Thursday, July 12, 2012

Liturgy and Spiritual Awakening, Part One

I recently came across a booklet written a full two decades before the outbreak of the current “worship wars,” but a booklet which is full of wisdom for today. It is the herdabrev, the bishop’s inaugural letter, of the late Rev. Bishop Bo Giertz, Bishop of Gothenburg, Sweden. The title of the herdabrev is “Liturgy and Spiritual Awakening” and is an appeal for the church to take both liturgy and spiritual awakening seriously.

The context is different, but there is still much we can learn. Bishop Giertz became bishop of Gothenburg in 1949 in a country where “high church Pietist” or “sacramental Pietist” was not a contradiction in terms, where those fervent to save people’s souls did not disdain the church, the sacraments, and the liturgy. This was the legacy of such theologians as Henric Schartau and even to some extent Carl Rosenius, who did not separate from the Church of Sweden even as they called for a renewal of it. In the United States, however, we have followed a different path, where spiritual awakening has always seen itself as the mortal enemy of previously established churches and their liturgies and sacraments. Indeed, spiritual awakening is seen as a quasi-sacramental experience and liturgy as a hindrance to it. Add to it the American love of consumerism and individualism as well as the American disdain for history, and you can see why the awakening movements in the United States have tended to create schismatic and wildly heterodox churches that foster a Platonic (if not crypto-Gnostic) disdain for the fully sacramental and liturgical life of the church. Given this environment, it is difficult for anyone who cares about creeds, liturgy, and rich theology to give a fair hearing to anything that comes out of the American revivalist scene.

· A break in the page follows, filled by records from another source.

PR #531, opened 2026-03-31
fix: allow lazy TLS init for threads started before profiling

nsavoire:
# What does this PR do?

When profiling starts on a process with already-running threads calling pthread_getattr_np, the allocation tracker's TLS state may not be initialized yet. This adds a pthread_getattr_np hook that guards against deadlock withthe following sequence:
(pthread_getattr_np -> malloc -> tracker -> init_tl_state -> save_context -> pthread_getattr_np deadlock) and enables lazy TLS init in get_tl_state() when safe.

# Motivation

Allow allocation profiling of existing threads when profiler is not started at process startup.

### DIFF
--- a/src/lib/allocation_tracker.cc
+++ b/src/lib/allocation_tracker.cc
@@ -64,11 +64,23 @@ DDPROF_NOINLINE auto sleep_and_retry_reserve(MPSCRingBufferWriter &writer,
 }
 } // namespace
 
-TrackerThreadLocalState *AllocationTracker::get_tl_state() {
+TrackerThreadLocalState &AllocationTracker::get_tl_state_no_init() {
+  return *reinterpret_cast<TrackerThreadLocalState *>(ddprof_lib_state);
+}
+
+TrackerThreadLocalState *
+AllocationTracker::get_tl_state(bool init_if_not_initialized) {
   // ddprof_lib_state is zero-initialized by libc for each new thread.
   // After placement new (init_tl_state), initialized is set to true.
-  auto *state = reinterpret_cast<TrackerThreadLocalState *>(ddprof_lib_state);
-  return state->initialized ? state : nullptr;
+  auto &state = get_tl_state_no_init();
+  if (state.initialized) {
+    return &state;
+  }
+  if (init_if_not_initialized && !state.reentry_guard) {
+    // We are not inside pthread_getattr_np, so we can initialize the state
+    return init_tl_state();
+  }
+  return nullptr;
 }
 
 TrackerThreadLocalState *AllocationTracker::init_tl_state() {
@@ -560,12 +572,8 @@ AllocationTracker::next_sample_interval(std::minstd_rand &gen) const {
 void AllocationTracker::notify_thread_start() {
   TrackerThreadLocalState *tl_state = get_tl_state();
   if (unlikely(!tl_state)) {
-    tl_state = init_tl_state();
-    if (!tl_state) {
-      LG_DBG("Unable to start allocation profiling on thread %d",
-             ddprof::gettid());
-      return;
-    }
+    LG_DBG("Unable to start allocation profiling on thread %d",
+           ddprof::gettid());
   }
 }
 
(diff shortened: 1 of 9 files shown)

And yet now might be a moment for those in America to reconcile awakening and liturgy. The past three decades have seen a growing number of Evangelicals dissatisfied with Evangelicalism’s shallow Christology, fluffy theology, disembodied ecclesiology, and contempt for the visible created world. Evangelicalism has not responded to the current crisis by all going in one direction, but one avenue for Evangelicals to express their dissent has been to join the Roman Catholic or Eastern Orthodox or Anglican Church. They have recovered creedal orthodoxy and liturgical sensibilities, but usually at the cost of a Reformation understanding of justification. Lutherans—especially confessional Lutherans—are such a tiny percentage of American Christianity that few Evangelicals recognize it as an option, especially since Evangelicals think that Lutherans are Zwinglian in their theology and liturgical style.

But what if a person could be both an heir to the broad catholic tradition (including the liturgy) and to the Reformation recovery of the gospel (with its emphasis on justification by grace through faith)? What if one could see that the liturgy is not the enemy of genuine spiritual awakening and vice versa, but that the one leads to the other? In other words, what if we could be good Lutherans and recognize that both liturgy and awakening are part of our apostolic inheritance and shall be ours until our Lord returns? That is the question Bishop Giertz in effect addressed in his brief monograph, “Liturgy and Spiritual Awakening.”